The constant \(\sigma \) is found by considering the coefficient for \(x^{n-2}\):

$$\begin{aligned} (n-2)(n-3) + 2(n-2) - \sigma = 0 \quad \Leftrightarrow \quad \sigma = (n-2)(n-1). \end{aligned}$$

The resulting differential equation is

$$\begin{aligned} (x-a)(x-b) f''(x) + (2 x -a -b) f'(x) - (n-2)(n-1) f(x)=0. \end{aligned}$$

If we change variables according to \(y = \frac{x-a}{b-a}\) and let \(g(y) = f(y(b-a)+a)\) then the differential equation becomes

$$\begin{aligned} y (y-1) g''(y) + (2y-1) g'(y) - (n-1)(n-2) g(y) = 0 \end{aligned}$$

which we can recognize as a special case of Euler’s hypergeometric differential equation whose solution can be expressed as

$$\begin{aligned} g(y) = c \cdot _2\!F_1(1-n,n+2;1;y), \text { for some arbitrary } c \in \mathbb {R}, \end{aligned}$$

where \(_2F_1\) is the hypergeometric function [1]. In this case the hypergeometric function is a polynomial and relates to the Legendre polynomials as follows

$$\begin{aligned} _2F_1(1-n,n+2;1;y) = n! P_{n-2}(y) \end{aligned}$$

thus it is sufficient to consider the roots of \(P_{n-2}\left( \frac{x-a}{b-a}\right) \).

33.6 Conclusion

In this paper we discussed the extreme points of the Vandermonde matrix on surfaces defined implicitly by (33.3).

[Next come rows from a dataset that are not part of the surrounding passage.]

PR #674, opened 2019-06-22
Viewer window edits

### LINKED ISSUE #671: Toggling Presenter View should reactivate viewer in second display
When you turn presenter view **off** - it should close the viewer that is typically being shown on the second display. When you turn it back **on**, it should throw the viewer back on the secondary display and make it the active window on that display. 

Currently, if something else becomes the active window on the secondary display, there is no way to get the viewer back up without closing and relaunching STTM

inderpreetsingh:
Fixes #671 

It hides the viewer window when presenter view is off, and brings it back on when the presenter view is switched back on.

### DIFF
--- a/app.js
+++ b/app.js
@@ -459,6 +459,18 @@ ipcMain.on('show-text', (event, arg) => {
   }
 });
 
+ipcMain.on('presenter-view', (event, arg) => {
+  if (viewerWindow) {
+    if (!arg) {
+      viewerWindow.setFullScreen(false);
+      viewerWindow.minimize();
+    } else {
+      viewerWindow.maximize();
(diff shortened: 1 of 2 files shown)


inderpreetsingh:
@maneetpaul veerji, I did not understand what "Some other window is active mean" but I reproduced it using the following steps. Please let me know, if I understood the bug correctly.

1) Open sttm with external display attached.
2) From external display minimize the viewer window
3) Open some other window, and move it to full screen
4) Now you cant bring back the viewer window automatically (can still bring it back in my case (macOS) from the minimized windows)

This PR fixes that, every time you switch presenter view it toggles (hides/shows) the viewer window too.

Issue #574, opened 2019-04-11
"Im feeling lucky" for desktop


tarunsingh5:
when you are searching and there is only one result pressing enter should load that shabad
<img width="780" alt="Screen Shot 2019-04-11 at 7 55 28 AM" src="https://user-images.githubusercontent.com/35271830/55967514-4c9bad80-5c2f-11e9-8e3c-d9dc248bda24.png">

tarunsingh5:
there's no "design" needed its just that when you press enter and there is only one search result it should load that shabad

PR #678, opened 2019-06-28
I'm Feeling Lucky Feature

AkalUstat:
~~If there is a singular result, clicking enter (while the search bar is still in focus) will open that shabad.~~
#574 
**Changes:** this will now open the first shabad in list, no matter how many results pop up as suggested by @maneetpaul.


www/js/index.js
```diff
@@ -136,6 +136,12 @@ function findLine(e) {
     lineFound.click();
   }
 }
+function feelingLucky() {
+  if (search.$results.childNodes.length === 1) {
```
tsingh777: i wouldn't call this a "feeling lucky". feeling lucky would be if `search.$results.childNodes.length` is `>=1`

www/js/index.js
```diff
@@ -136,6 +136,12 @@ function findLine(e) {
...
+    const singleResult = document.getElementsByClassName('panktee search-result');
```
tsingh777: I would do `document.querySelector('#results .search-result').click();`  incase we use that class somewhere else in the future, better to get the element with the idea and search within that.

We can find polynomial expressions that has the coordinates of the extreme points as roots when the surface is a sphere or cube. We also examine how to construct similar polynomials when the surface is a sphere defined by a p-norm. A technique for rewriting the problem as a smaller number of equations is demonstrated but the resulting systems are still challenging to solve in most cases.